I went to DG and looked at some of the new ones. I did not linger there because there are 4 or 5 of the new ones that are just beautiful. But that would mean a new cover. Safer for me to pretend I don't like them.
deb


----------



## RangerXenos (Mar 18, 2009)

I like this one a lot. However, I'm not changing my skin anytime soon, I really like it!


----------



## MarthaT (Mar 3, 2009)

RangerXenos said:


> I like this one a lot.
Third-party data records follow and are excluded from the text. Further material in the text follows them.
PR #142, opened 2021-10-25
p-{256/384/521} public key compression and decompression

Zett98:
NIST P-{256/384/521} public key compression and decompression support.

### DIFF
--- a/ec/mirage_crypto_ec.ml
+++ b/ec/mirage_crypto_ec.ml
@@ -56,10 +56,19 @@ module type Dsa = sig
     val generate : key:priv -> Cstruct.t -> Cstruct.t
   end
 end
+module type Dsa_with_compression = sig
+  include Dsa
+  val pub_to_compressed : pub -> Cstruct.t
+end
 
 module type Dh_dsa = sig
   module Dh : Dh
   module Dsa : Dsa
+end
+
+module type Dh_dsa_with_compression = sig
+  module Dh : Dh
+  module Dsa : Dsa_with_compression
 end
 
 module type Parameters = sig
@@ -172,7 +181,7 @@ module type Point = sig
 
   val of_cstruct : Cstruct.t -> (point, error) result
 
-  val to_cstruct : point -> Cstruct.t
+  val to_cstruct : ?compressed:bool -> point -> Cstruct.t
 
   val to_affine_raw : point -> (field_element * field_element) option
 
@@ -276,7 +285,7 @@ module Make_point (P : Parameters) (F : Foreign) : Point = struct
       Fe.to_bytes out_y y;
       Some (out_x, out_y)
 
-  let to_cstruct p =
+  let[@warning "-27"] to_cstruct ?(compressed=false) p =
     match to_affine p with
     | None -> Cstruct.create 1
     | Some (x, y) ->
@@ -407,7 +416,7 @@ module type Foreign_n = sig
   val to_montgomery : field_element -> field_element -> unit
 end
 
-module Make_dsa (Param : Parameters) (F : Foreign_n) (P : Point) (S : Scalar) (H : Mirage_crypto.Hash.S) : Dsa = struct
+module Make_dsa (Param : Parameters) (F : Foreign_n) (P : Point) (S : Scalar) (H : Mirage_crypto.Hash.S) = struct
   let create () = Cstruct.to_bigarray (Cstruct.create Param.fe_length)
 
   type priv = scalar
@@ -468,9 +477,9 @@ module Make_dsa (Param : Parameters) (F : Foreign_n) (P : Point) (S : Scalar) (H
 
   type pub = point
 
-  let pub_of_cstruct = P.of_cstruct
+  let pub_of_cstruct = P.of_cstruct 
 
-  let pub_to_cstruct = P.to_cstruct
+  let pub_to_cstruct pk = P.to_cstruct pk
 
   let generate ?g () =
     (* FIPS 186-4 B 4.2 *)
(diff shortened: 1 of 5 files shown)


Zett98:
I pushed all the changes, Do I need to change anything or everything is okay?

hannesm:
Thanks for your PR. I'd like to review it in detail when I find time for it. It adds quite a bit of code (that needs to be reviewed in more detail, since it will then need to be maintained within mirage-crypto), and extends the public interface.

ec/mirage_crypto_ec.ml
```diff
@@ -276,7 +285,7 @@ module Make_point (P : Parameters) (F : Foreign) : Point = struct
       Fe.to_bytes out_y y;
       Some (out_x, out_y)
 
-  let to_cstruct p =
+  let[@warning "-27"] to_cstruct ?(compressed=false) p =
```
hannesm, line 288: why is this `warning "-27"` needed?

ec/mirage_crypto_ec.ml
```diff
@@ -584,6 +593,112 @@ module Make_dsa (Param : Parameters) (F : Foreign_n) (P : Point) (S : Scalar) (H
     with
     | Message_too_long -> false
 end
+module type Prime_identity = sig
+  val pident: Cstruct.t
```
hannesm, line 597: this should be added to `Parameters` instead.

ec/mirage_crypto_ec.ml
```diff
@@ -584,6 +593,112 @@ module Make_dsa (Param : Parameters) (F : Foreign_n) (P : Point) (S : Scalar) (H
...
+    let byte_num = i / 8 in
+    let bit_num = i mod 8 in
+    let byte = Cstruct.get_uint8 buf byte_num in
+    byte land (1 lsl bit_num) <> 0
+    
+  let pow =
+    let mult a b = 
+      let r = Fe.create () in 
+      Fe.mul r a b;
+      r in
```
hannesm, line 623: please push the `in` into the next line:
```suggestion
      r
    in
```

ec/mirage_crypto_ec.ml
```diff
@@ -584,6 +593,112 @@ module Make_dsa (Param : Parameters) (F : Foreign_n) (P : Point) (S : Scalar) (H
...
+    let sqr x = 
+      let r = Fe.create () in
+      Fe.sqr r x;
+      r in
```
hannesm, line 627: same as above

ec/mirage_crypto_ec.ml
```diff
@@ -584,6 +593,112 @@ module Make_dsa (Param : Parameters) (F : Foreign_n) (P : Point) (S : Scalar) (H
...
+    let y_struct2 = Cstruct.rev y_struct2 in
+    let ident = Cstruct.get_uint8 pk_cstruct 0 in
+    let signY = 2 + (Cstruct.get_uint8 y_struct (P.byte_length - 2))  land 1 in
+    let res = 
+      if Int.equal signY ident then y_struct else y_struct2 in
+    let out = Cstruct.create ((P.byte_length * 2) + 1) in 
+    Cstruct.set_uint8 out 0 4;
+    Cstruct.blit pk_cstruct 1 out 1 P.byte_length;
+    Cstruct.blit res 0 out (P.byte_length + 1) P.byte_length;
+    out
```
hannesm, line 684: please insert a newline before the next binding `let of_cstruct`

hannesm:
I added some review comments, the main issue I have with this PR is:
> because there's no neede primitives to implement it.

What is `neede primitives`? What would be needed to get this to work with P-224 as well? (That would simplify the modules enormously, and your compress & decompress algorithm looks very generic.)

Zett98:
> I added some review comments, the main issue I have with this PR is:
> 
> > because there's no neede primitives to implement it.
> 
> What is `neede primitives`? What would be needed to get this to work with P-224 as well? (That would simplify the modules enormously, and your compress & decompress algorithm looks very generic.)

my bad with the typo, p-224 requires modular square root(the primitive operation I was referring to) as Params.p mod 4 != 3 mod 4, but there is no square root in the exposed C code, and trying to pull it out of boringssl would require copying a lot of code from there, basically recreating a bignum library here

ec/mirage_crypto_ec.ml
Zett98: compressed variable is unused in the body of this function, added it here so that Point and Point_with_compression would have the same signature

ec/mirage_crypto_ec.ml
Zett98: changed this

ec/mirage_crypto_ec.ml
Zett98: done.

ec/mirage_crypto_ec.ml
Zett98: done.

ec/mirage_crypto_ec.ml
Zett98: done.

hannesm:
Thanks again for your work. I reviewed in a code editor, and reshuffled your work to have fewer changes on the Mirage_crypto_ec interface. Please have a look at https://github.com/hannesm/mirage-crypto/commit/bba579ca2ce4f02eb82dacf8c3723c6202d9bd79 whether this would fit your needs. Also, in case you have an opinion on the following questions, I'd be interested:

On a further note, Dh now accepts compressed points as well. Questions:
- are these API changes fine?
- should Dh.secret_of_cs and Dh.gen_key have an optional ?compress argument?

Zett98:
> Thanks again for your work. I reviewed in a code editor, and reshuffled your work to have fewer changes on the Mirage_crypto_ec interface. Please have a look at [hannesm@62f5b78](https://github.com/hannesm/mirage-crypto/commit/62f5b7822d41d3d50d84fe0732b105cead4b236c) whether this would fit your needs. Also, in case you have an opinion on the following questions, I'd be interested:
> 
> On a further note, Dh now accepts compressed points as well. Questions:
> 
> * are these API changes fine?
> * should Dh.secret_of_cs and Dh.gen_key have an optional ?compress argument?

Thanks for reviewing this, 
1. The api changes are fine
2. Not sure as that is allowed to decompress secrets as they are not compressed.(please correct me if i'm wrong). gen_key def should have an optional compress argument.

hannesm:
> Not sure as that is allowed to decompress secrets as they are not compressed.(please correct me if i'm wrong). gen_key def should have an optional compress argument.

You are right. The DH API is:
```OCaml
  type secret
  val secret_of_cs : Cstruct.t -> (secret * Cstruct.t, error) result
  val gen_key : ?g:Mirage_crypto_rng.g -> unit -> secret * Cstruct.t
  val key_exchange : secret -> Cstruct.t -> (Cstruct.t, error) result
```

And here, both `secret_of_cs` and `gen_key` return the secret itself _and_ the public (here represented as "share" - the Cstruct.t to send over the wire). The secret is a scalar - but the share/public is a Point.t -- which can be compressed or uncompressed.

hannesm:
And I have two more questions:
- is the P224 compression correct (it seems it is very independent of pident)
- Where is the compression specified? Is there an IETF RFC, an ANSI specification, or something else?

hannesm:
DH API changses in https://github.com/hannesm/mirage-crypto/commit/363a18e4f24127124a5454510c49bbea6afb178d

Zett98:
> And I have two more questions:
> 
> * is the P224 compression correct (it seems it is very independent of pident)
> * Where is the compression specified? Is there an IETF RFC, an ANSI specification, or something else?
- 1  Yes     
- 2 Compression method -> https://www.secg.org/sec1-v2.pdf section 2.3, decompression method  I used  -> https://tools.ietf.org/id/draft-jivsov-ecc-compact-00.xml#def section 4.3

hannesm:
thanks again, merged as #147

However, I'm not changing my skin anytime soon, I really like it!


That is super cute


----------



## drenee (Nov 11, 2008)

I wonder if that's more blue or more purple.  I missed that one this morning.  It's very nice.
deb


----------



## Meemo (Oct 27, 2008)

Only one new one for the K1 - but I like it a lot (Dragon Fan).  Thankfully I'm not in the market for a new skin for Pearl.  

But I did check out the new K2 skins and I like a lot of them.  

Went on a trip recently and had left my Kindle with my daughter to read a book she couldn't find in print - so I read on my husband's Kindle - sure felt odd to be reading a "skinless" Kindle!  On the other hand, I was showing my nephew my Kindle last weekend - demo is a little trickier when you can't read the "next page/previous page" buttons!


----------